Bible de Borso d’Este Vol 2 vue 7 Biblioteca Estense Site la Bibliothèque numérique mondiale
Comme le souligne la Bibliothèque numérique mondiale qui a numérisé ce magnifique ouvrage: “La bible comporte deux volumes de feuillets de plus de 1 000 enluminures individuelles. Les feuilles sont richement enluminées avec des vignettes peintes illustrant des scènes de la Bible, des événements historiques, les armoiries d’Este et des représentations de la nature. Le début de chacun des livres de la Bible est décoré d’une bordure architecturale sophistiquée et de motifs somptueusement colorés. Les enluminures furent réalisées par des artistes, parmi lesquels Girolamo de Crémone, Marco dell’Avogadro et Giorgio d’Alemagna, ayant à leur tête Taddeo Crivelli et Franco dei Russi. Le texte fut réalisé par un scribe raffiné de la Renaissance, le bolonais Pietro Paolo Marone“.

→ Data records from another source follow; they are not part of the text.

PR #29, opened 2024-04-16
RFC: Negation types

alexmccord:
[Rendered](https://github.com/luau-lang/rfcs/blob/negation-types/docs/negation-types.md).

### DIFF
--- a/docs/negation-types.md
+++ b/docs/negation-types.md
@@ -55,7 +55,7 @@ As you can see, since through the series of rewrites `~~any` did not produce a t
 
 We currently only support negation of _testable_ types. Intuitively, a testable type is one that can be tested by type refinements at runtime. This includes singleton types, primitive types, and classes. Of course, unions and intersections can be negated as well if and only if all of its constituent types are also testable types, due to the distributivity property of unions and intersections.
 
-Since types like `{ p: P }` and `(T) -> U` are structural types and the runtime offers no way to test for them, they cannot be negated. An attempt to negate this will just turn the negation type into an error suppressed type. This means `~{ p: P }` and `~(T) -> U` are nonsensical. In the event that you negate some non-testable types, you get a type error.
+Since types like `{ p: P }` and `(T) -> U` are structural types and the runtime offers no way to test for them, they cannot be negated. An attempt to negate this will just turn the negation type into an error suppressed type. This means `~{ p: P }` and `~(T) -> U` are nonsensical. In the event that you negate some non-testable type, you get a type error.
 
 Another restriction is that negation types cannot negate generic types. So `<T>(T) -> ~T` is also not legible.
 
--- a/docs/negation-types.md
+++ b/docs/negation-types.md
@@ -8,7 +8,7 @@ A type that represents the complement of the type being negated, which is a unio
 
 Type refinements will produce negation types to get the complementation. For the most part, users will never need to write these negation types themselves, except for when they want to _maintain_ some invariants beyond the scope of the branch.
 
-A [cofinite set](https://en.wikipedia.org/wiki/Cofiniteness) arises when you have a negation type in conjunction with intersection types. For example, `string & ~"a"` is a cofinite string set that accepts any `string` excluding `"a"`. This happens often with type refinements where `typeof(x) == "string" and x ~= "a"` gives rise to the type `string & ~"a"`.
+A [cofinite set](https://en.wikipedia.org/wiki/Cofiniteness) arises when you have some negated `X` in conjunction with some supertype of `X`. For example, `string & ~"a"` is a cofinite string set that accepts any `string` excluding `"a"`. This happens often with type refinements where `typeof(x) == "string" and x ~= "a"` gives rise to the type `string & ~"a"`.
 
 ## Design
 
--- a/docs/negation-types.md
+++ b/docs/negation-types.md
@@ -20,7 +20,7 @@ We propose to allow users to write such a type. Formally:
 
 ```ebnf
 ty ::= `~` ty
-     | name [`<` [ty] {`,` ty} `>`]
+     | name [`<` [ty {`,` ty}] `>`]
      | ty {`|` ty}
      | ty {`&` ty}
      | `(` ty `)`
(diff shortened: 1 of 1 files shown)


docs/negation-types.md
```diff
@@ -0,0 +1,86 @@
+# Negation types
+
+## Summary
+
+A type that represents the complement of the type being negated, which is a union type of all inhabited types (`unknown`) excluding the type being negated.
+
+## Motivation
+
+Type refinements will produce negation types to get the complementation. For the most part, users will never need to write these negation types themselves, except for when they want to _maintain_ some invariances beyond the scope of the branch.
```
aatxe, line 9:
```suggestion
Type refinements will produce negation types to get the complementation. For the most part, users will never need to write these negation types themselves, except for when they want to _maintain_ some invariants beyond the scope of the branch.
```

docs/negation-types.md
```diff
@@ -0,0 +1,86 @@
...
+
+A [cofinite set](https://en.wikipedia.org/wiki/Cofiniteness) arises when you have a negation type in conjunction with intersection types. For example, `string & ~"a"` is a cofinite string set that accepts any `string` excluding `"a"`. This typically happens all the time with type refinements, where `typeof(x) == "string" and x ~= "a"` gives rise to the type `string & ~"a"`.
```
aatxe, line 11:
```suggestion
A [cofinite set](https://en.wikipedia.org/wiki/Cofiniteness) arises when you have a negation type in conjunction with intersection types. For example, `string & ~"a"` is a cofinite string set that accepts any `string` excluding `"a"`. This happens often with type refinements where `typeof(x) == "string" and x ~= "a"` gives rise to the type `string & ~"a"`.
```

docs/negation-types.md
```diff
@@ -0,0 +1,86 @@
...
+3. `~(~unknown & ~*error*)`
+4. `~(never & *error*)`
+5. `~never | ~*error*`
+6. `unknown | *error*` (`any` is an alias to `unknown | *error*`, so equivalence is achieved)
+
+### Restrictions
+
+We currently only support negation of _testable_ types. Intuitively, a testable type is one that can be tested by type refinements at runtime. This includes singleton types, primitive types, and classes. Of course, unions and intersections can be negated as well if and only if all of its constituent types are also testable types, due to the distributivity property of unions and intersections.
+
+Since types like `{ p: P }` and `(T) -> U` are structural types and the runtime offers no way to test for them, they cannot be negated. An attempt to negate this will just turn the negation type into an error suppressed type and also a type error. This means `~{ p: P }` and `~(T) -> U` are nonsensical.
```
aatxe, line 58: We should probably explicitly error if a user writes an annotation that is the negation of a structural type.

alexmccord: There was "and also a type error" but I can extract that into a separate sentence in this paragraph.

docs/negation-types.md
```diff
@@ -0,0 +1,86 @@
...
+
+1. the syntax,
+2. some guarantee that no negation types survive if it negates non-testables, and
+3. a type error if it negates a non-testable type in any way, shape, or form.
+
+The parser change for this is trivial, so this is of no concern.
+
+We can use type families to have this guarantee. Add a `negate<T>` type family which would be internal to the type inference engine, and have the syntax `~T` produce that type family, not a `NegationType`.
+
+As for the type error, we can just consider `negate<{ p: P }>` to be an uninhabited type family, and resolve that as an error type.
```
aatxe, line 74: I think this is very sensible, and aligned with where future proposals will go too (e.g. type indexing syntax like `SomeTableType.SomeProperty` will probably want to resolve to `index<SomeTableType, SomeProperty>`). Seems like the right call to me.

docs/negation-types.md
alexmccord: Word ordering is super important and it's rather annoying. Function type. Type function. Refinement type. Type refinement.

docs/negation-types.md
```diff
@@ -0,0 +1,86 @@
...
+
+### Syntax
+
+The notation is `~T` where `T` is a type annotation. It binds tightly to the type it negates, so `~T | U` is `(~T) | U`, not `~(T | U)`. There's really not much to it, syntax-wise. It has the same precedence as the `not` expression, which is why `~T | U` is `(~T) | U` in the same way `not t or u` is `(not t) or u`.
+
+We propose to allow users to write such a type. Formally:
+
+```ebnf
+ty ::= `~` ty
+     | name [`<` [ty] {`,` ty} `>`]
```
alexmccord, line 23:
```suggestion
     | name [`<` [ty {`,` ty}] `>`]
```

Wunder-Wulfe:
I believe this has been partially implemented through `types.negationof()`, at least from what I see on the Roblox side of Luau Beta.
Previously, this resulted in a `Type Error`, as the resulting type class was not recognized by Luau, but now it works and the following code should function as intended:

```luau
--- Negate the current type
type function isnt(t)
	return types.negationof(t)
end

local x: isnt<number> = "test";
x = vector.create(1,2,3);
x = 2; -- Type Error: Type 'number' could not be converted into '~number'; type number (number) is not a subtype of ~number.negated() (number)

local y: isnt<vector | string> = 2
if typeof(y) == "string" then
	print(y) -- y: never
end
y = vector.create(3,2,1) -- Type Error: Type 'vector' could not be converted into '~(string | vector)'; type vector (vector) is not a subtype of ~(string | vector).negated() (string | vector)


local z: isnt<isnt<number>> = 2 -- z: ~~number
z = "hello world" -- Type Error: Type 'string' could not be converted into '~~number'; type string (string) is not a subtype of ~~number.negated() (~number)
```

All we are missing is the implementation of the `~` or `not` operator, or a dedicated `negate<T>` or `isnt<T>` type function, and the optimization to collapse `~~T` expressions (`(~(~(T)))`) back into `T` (`(T)`).

aatxe:
Negation types were already implemented when this RFC was written too. This RFC is exclusively a proposal for _syntax_ for writing them.

aatxe (approved):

Enfin, Borso d’Este s’affirme comme celui qui, avec Ercole, son demi-frère, va impulser le développement de la musique à Ferrare où de nombreux artistes vont être invités. Le grand compositeur flamand Josquin des Prés, va faire un séjour de trois ans à Ferrare à partir de 1500.
Le gouvernement du bon prince
Lors du voyage effectué par l’empereur Frédéric III à Rome, en 1452, pour se faire couronner roi des Romains, l’empereur Frédéric III (1415-1493) rencontre tous les princes des souverainetés italiennes. C’est l’occasion de refixer les frontières du Saint Empire avec le pape. Borso d’Este, qui dispose d’un sens inné de la diplomatie, trouve les accents pour convaincre le pape et l’empereur, lequel le nomme duc de Modène et de Reggio, nomination qui implique la reconnaissance par Ferrare, de la suzeraineté de l’empire sur les régions concernées. Borso a surtout regardé l’exemple de la cité voisine de Milan qui a acheté, fort cher un titre ducal. Borso s’est montré plus habile: il s’en tire pour quatre mille florins d’or par an pendant dix ans, une somme considérable, mais limitée, à côté du sacrifice de cent mille florins d’or consenti cinquante-cinq ans plus tôt par Jean Galéas Visconti auprès de l’empereur Wenceslas 1er, pour devenir duc de Milan.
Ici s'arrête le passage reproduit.